EXCERPTED RECORDS section start

PR #280, opened 2023-06-07
Removing try-catch blocks from equistore-operations

agoscinski:
To support TorchScript for the equistore-operations we need to remove all try-catch block. This includes these files
* equal.py
* equal_metadata.py
* allclose.py

We remove the try-catch block by implementing a `_impl_operation` function, that returns an error message, `operation_raise` will raise, `operation` will just check if the error message is empty and depending on this return True or False.

I started with equal.py. The test for this one should pass. **I will continue with the other operations, once I get feedback that the changes in `equal.py` are good**. There is just one small change here worth mentioning: We cannot return simply a backtrace of errors, so I just concatenate the error messages
```python
-        try:
-            equal_block_raise(block_1, tensor_2.block(key))
-        except NotEqualError as e:
-            raise NotEqualError(f"blocks for key '{key}' are different") from e
+        message = _equal_block_impl(block_1, tensor_2.block(key))
+        if message != "":
+            return f"blocks for key '{key}' are different: " + message 
```

### DIFF
--- a/python/equistore-operations/equistore/operations/_utils.py
+++ b/python/equistore-operations/equistore/operations/_utils.py
@@ -1,4 +1,4 @@
-from typing import List
+from typing import List, Union
 
 import numpy as np
 
@@ -11,7 +11,17 @@ class NotEqualError(Exception):
     pass
 
 
-def _check_same_keys(a: TensorMap, b: TensorMap, fname: str):
+def _check_same_keys(a: TensorMap, b: TensorMap, fname: str) -> bool:
+    return not bool(_check_same_keys_impl(a, b, fname))
+
+
+def _check_same_keys_raise(a: TensorMap, b: TensorMap, fname: str) -> None:
+    message = _check_same_keys_impl(a, b, fname)
+    if message != "":
+        raise NotEqualError(message)
+
+
+def _check_same_keys_impl(a: TensorMap, b: TensorMap, fname: str) -> str:
     """Check if metadata between two TensorMaps is consistent for an operation.
 
     The functions verifies that
@@ -22,28 +32,46 @@ def _check_same_keys(a: TensorMap, b: TensorMap, fname: str):
 
     :param a: first :py:class:`TensorMap` for check
     :param b: second :py:class:`TensorMap` for check
+    :param fname: name of the function where the check is performed. The input will be
+                  used to generate a meaningful error message.
     """
 
     keys_a = a.keys
     keys_b = b.keys
 
     if keys_a.names != keys_b.names:
-        raise NotEqualError(
+        return (
             f"inputs to {fname} should have the same keys names, "
             f"got '{keys_a.names}' and '{keys_b.names}'"
         )
 
     if len(keys_a) != len(keys_b):
-        raise NotEqualError(
+        return (
             f"inputs to {fname} should have the same number of blocks, "
             f"got {len(keys_a)} and {len(keys_b)}"
         )
 
     if not np.all([key in keys_a for key in keys_b]):
-        raise NotEqualError(f"inputs to {fname} should have the same keys")
+        return f"inputs to {fname} should have the same keys"
+
+    return ""
 
 
-def _check_blocks(a: TensorBlock, b: TensorBlock, props: List[str], fname: str):
+def _check_blocks(a: TensorBlock, b: TensorBlock, props: List[str], fname: str) -> str:
+    return not bool(_check_blocks_impl(a, b, props, fname))
+
+
+def _check_blocks_raise(
+    a: TensorBlock, b: TensorBlock, props: List[str], fname: str
+) -> None:
+    message = _check_blocks_impl(a, b, props, fname)
+    if message != "":
+        raise NotEqualError(message)
+
+
+def _check_blocks_impl(
+    a: TensorBlock, b: TensorBlock, props: List[str], fname: str
+) -> str:
     """Check if metadata between two TensorBlocks is consistent for an operation.
 
     The functions verifies that that the metadata of the given props is the same
@@ -63,42 +91,45 @@ def _check_blocks(a: TensorBlock, b: TensorBlock, props: List[str], fname: str):
 
         if prop == "samples":
             if not len(a.samples) == len(b.samples):
-                raise NotEqualError(err_msg + err_msg_len)
+                return err_msg + err_msg_len
             if not a.samples.names == b.samples.names:
-                raise NotEqualError(err_msg + err_msg_names)
+                return err_msg + err_msg_names
             if not np.all(a.samples == b.samples):
-                raise NotEqualError(err_msg + err_msg_1)
+                return err_msg + err_msg_1
 
         elif prop == "properties":
             if not len(a.properties) == len(b.properties):
-                raise NotEqualError(err_msg + err_msg_len)
+                return err_msg + err_msg_len
             if not a.properties.names == b.properties.names:
-                raise NotEqualError(err_msg + err_msg_names)
+                return err_msg + err_msg_names
             if not np.all(a.properties == b.properties):
-                raise NotEqualError(err_msg + err_msg_1)
+                return err_msg + err_msg_1
 
         elif prop == "components":
             if len(a.components) != len(b.components):
-                raise NotEqualError(err_msg + err_msg_len)
+                return err_msg + err_msg_len
 
             for c1, c2 in zip(a.components, b.components):
                 if not (c1.names == c2.names):
-                    raise NotEqualError(err_msg + err_msg_names)
+                    return err_msg + err_msg_names
 
                 if not (len(c1) == len(c2)):
-                    raise NotEqualError(err_msg + err_msg_1)
+                    return err_msg + err_msg_1
 
                 if not np.all(c1 == c2):
-                    raise NotEqualError(err_msg + err_msg_1)
+                    return err_msg + err_msg_1
 
         else:
             raise ValueError(
                 f"{prop} is not a valid property to check, "
                 "choose from ['samples', 'properties', 'components']"
             )
+    return ""
 
 
-def _check_same_gradients(a: TensorBlock, b: TensorBlock, props: List[str], fname: str):
+def _check_same_gradients(
+    a: TensorBlock, b: TensorBlock, props: List[str], fname: str
+) -> bool:
     """
     Check if metadata between two gradients's TensorBlocks is consistent
      for an operation.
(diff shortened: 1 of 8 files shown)


python/equistore-operations/equistore/operations/_utils.py
```diff
@@ -11,7 +11,7 @@ class NotEqualError(Exception):
     pass
 
 
-def _check_same_keys(a: TensorMap, b: TensorMap, fname: str):
+def _check_same_keys(a: TensorMap, b: TensorMap, fname: str) -> str:
```
Luthaf, line 14: these functions are used elsewhere in code that assumes they raise. So there should also be a `_raise` and `_impl` version for these functions.

Luthaf (commented):
this looks good overall, with a small issue related to the code in `_utils`

python/equistore-operations/equistore/operations/equal.py
```diff
@@ -51,16 +51,20 @@ def equal_raise(tensor_1: TensorMap, tensor_2: TensorMap):
     :param tensor_1: first :py:class:`TensorMap`.
     :param tensor_2: second :py:class:`TensorMap`.
     """
-    try:
-        _check_same_keys(tensor_1, tensor_2, "equal")
-    except ValueError as e:
```
agoscinski, line 56: Was this actually a bug that a `ValueError` was caught here and not a `NotEqualError`? Because `_check_same_keys` only raises `NotEqualError` errors. and `NotEqualError` inherits from Exception

agoscinski (commented):
Do you think it makes now more sense to just merge the functions and add a `raise_error` option? It mainly is beneficial to reduce redundancy in the documentation of the raising and non raising functions. It reads a bit weirdly that the raising function links to the non raising function for more doc.

I checked with TorchScript if you can have both
```
import torch
from typing import Union

@torch.jit.script
def foo(a: int) -> Union[None, bool]: # does compile
    if a == 5:
        raise ValueError("a should not be 5")
    else:
        return True
```
At the moment the equal checks can anyway raise a ValueError or NotImplemented error. So equal check could also return None in any case.

Luthaf:
You mean merge `equal` and `equal_raise`? I could see a point for it from a developer point of view, but from a user point of view it feels a bit weird to have a function that either returns `True`/`False` or raises an error. Might be worth to ask for more feedback on this point @ceriottm @jwa7 @PicoCentauri @DavideTisi what do you think?

ceriottm:
What is the difference between having an equal_raise and using assert(allequal())?

Luthaf:
The idea was that `equal_raise` will include what's different between the arguments in the error message

agoscinski:
so we are talking about these two options
```python
def operation(..., raise_error=False):
    ...
```
and
```python
def operation(...):
    ...
def operation_raise(...):
    ...
```
I mainly stumbled on it because it duplicates documentation a bit and I will have to refactor all these `operation_raise` functions for this PR anyway. I don't have strong opinions.

agoscinski:
I just keep the pattern we use at the moment
```python
def operation(...):
    ...
def operation_raise(...):
    ...
```


I updated the `_utils.py` function. Is this okay like this? Because I need to update all other operations where they are used. Could you check the usage in `equal.py` which passes the tests @Luthaf?

python/equistore-operations/equistore/operations/equal.py
```diff
@@ -81,14 +85,14 @@ def equal_block(block_1: TensorBlock, block_2: TensorBlock) -> bool:
...
     :param block_2: second :py:class:`TensorBlock`.
     """
-    try:
-        equal_block_raise(block_1=block_1, block_2=block_2)
+    message = _equal_block_impl(block_1=block_1, block_2=block_2)
+    if message == "":
         return True
-    except NotEqualError:
+    else:
         return False
```
Luthaf, line 92: Since a string is contextually convertible to bool in Python, this could also be `return not message`

python/equistore-operations/equistore/operations/equal.py
```diff
@@ -51,16 +51,20 @@ def equal_raise(tensor_1: TensorMap, tensor_2: TensorMap):
...
 
     for key, block_1 in tensor_1:
-        try:
-            equal_block_raise(block_1, tensor_2.block(key))
-        except NotEqualError as e:
-            raise NotEqualError(f"blocks for key '{key}' are different") from e
+        message = _equal_block_impl(block_1, tensor_2.block(key))
+        if message != "":
+            return f"blocks for key '{key}' are different: " + message
+    return ""
```
Luthaf, line 67:
```suggestion
        if message:
            return f"blocks for key '{key}' are different: " + message
    return ""
```

Luthaf: Also, we could have a `NO_ERROR = ""` variable, and return that for better readability

python/equistore-operations/tests/equal_metadata.py
```diff
@@ -197,28 +196,28 @@ def test_single_nonexisting_meta(test_tensor_map_1, test_tensor_map_2):
     # wrong metadata key alone
     wrong_meta = "species"
     error_message = f"Invalid metadata to check: {wrong_meta}"
-    with pytest.raises(ValueError, match=error_message):
-        equistore.equal_metadata(
```
PicoCentauri, line 201: I don't know how was this passing the tests before 🤣

PicoCentauri:
@agoscinski I continued your idea and removed all `try-except` blocks from the operations. During this I also unified the `equal` and `allclose` operations and did some more syntax highlighting and structuring within the docs of the touched functions.

python/equistore-operations/equistore/operations/_utils.py
```diff
@@ -192,3 +275,90 @@ def _check_gradient_presence(block: TensorBlock, parameters: List[str], fname: s
...
+    """
+    # They can only be equivalent if the same length
+    if len(a) != len(b):
+        return False
+    # Check the names
+    if not np.all(a.names == b.names):
+        return False
+    if exact_order:
+        return np.all(np.array(a == b))
+    return np.all([a_i in b for a_i in a])
```
PicoCentauri, line 295: We have to remove all numpy operations here for torch script right? But maybe we do this in an upcoming PR....

agoscinski: yes we need to dispatch them all

python/equistore-operations/equistore/operations/_utils.py
```diff
@@ -192,3 +275,90 @@ def _check_gradient_presence(block: TensorBlock, parameters: List[str], fname: s
...
+            block_2=tensor_2.block(key),
+            **extra_args,
+        )
+        if message != NO_ERROR:
+            return f"blocks for key '{key}' are different: {message}"
+    return NO_ERROR
+
+
+def _comparison_block_impl(
+    operation: str, block_1: TensorBlock, block_2: TensorBlock, **extra_args
```
agoscinski, line 319: TorchScript does not support kwargs. Also does not support lambda functions and function definitions inside functions. I gave it a thought how to get something similar as you do with the comparison function, but I could not come up with anything that is compatible with TorchScript. The problem is that you want arbitrary callables **and** arbitrary key word arguments. I could not find a solution that can do both

python/equistore-operations/equistore/operations/_utils.py
PicoCentauri: okay!

python/equistore-operations/equistore/operations/_utils.py
PicoCentauri: Okay I can restructure this. But passing functions is fine? Then we can just factor out this logic.

PicoCentauri:
I put back the explicit functions for the implementations of `equal` and `allclose` 😞. Let me know if this is okay.

PicoCentauri:
Global variables are not allowed in torch script. I had to remove your nice suggestion of `NO_ERROR` @Luthaf

python/equistore-operations/equistore/operations/_utils.py
agoscinski: Is this function still needed or useful for some future PR? I could not find a usage in this PR

python/equistore-operations/tests/equal_metadata.py
agoscinski: I think it was raising a ValueError before the PR. In my first commit I changed it to NotEqualError

python/equistore-operations/equistore/operations/equal.py
agoscinski: yes maybe one could do `bool(message)` I don.t have big preferences. This way it is easier to read, but takes more lines to express

agoscinski (commented):
Looks like terrible TorchScript code. Good job!

python/equistore-operations/equistore/operations/_utils.py
jwa7: I think this function is a relic of the past; I wrote it ages ago to help with metadata checks when you couldn't just do `labels_a == labels_b`. So fairly sure it's not needed anymore, but not 100 %. @Luthaf ?

agoscinski: Then it was removed already and was somehow reintroduced on a rebase here? Would just remove it

PicoCentauri: Okay I will remove it!

python/equistore-operations/equistore/operations/equal.py
PicoCentauri: I think bool(message) is a good idea! This will remove some code as well.

python/equistore-operations/tests/equal_metadata.py
PicoCentauri: Ahh okay!

python/equistore/equistore/__init__.py
```diff
@@ -31,7 +31,8 @@
     from . import operations  # noqa
 
     HAS_EQUISTORE_OPERATIONS = True
-except ImportError:
+except ImportError as e:
```
agoscinski, line 34:
```suggestion
except ImportError:
```

PicoCentauri:
Thanks for the hint @agoscinski. Code is now a bit readable I would say.

python/equistore-operations/equistore/operations/allclose.py
```diff
@@ -1,10 +1,81 @@
...
+    for key, block_1 in tensor_1.items():
+        message = _allclose_block_impl(
+            block_1=block_1,
+            block_2=tensor_2.block(key),
+            rtol=rtol,
+            atol=atol,
+            equal_nan=equal_nan,
+        )
+        if message != "":
+            return f"blocks for key '{key}' are different: {message}"
```
Luthaf, line 29:
```suggestion
            return f"blocks for {key.print()} are different: {message}"
```

This will produce `blocks for (aa=3, bb=4) are different` instead of `blocks for key LabelsEntry(aa=3, bb=4) are different`

Luthaf: (we can not use different `__repr__` and `__str__` for this, since torch did not support customizing `__repr__`, and this will only be available in torch >2.1)

Luthaf (commented):
This looks good to me, I'm leaving the final approval to @agoscinski!

agoscinski:
Approve (its my PR cannot approve using Github)

PicoCentauri (approved):
LETS MERGE!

EXCERPTED RECORDS section end

▶ [THE TASK]: From the data above, copy every line where "properties" appears.

▶ [ANSWER BOX]:
         elif prop == "properties":
             if not len(a.properties) == len(b.properties):
             if not a.properties.names == b.properties.names:
             if not np.all(a.properties == b.properties):
                 "choose from ['samples', 'properties', 'components']"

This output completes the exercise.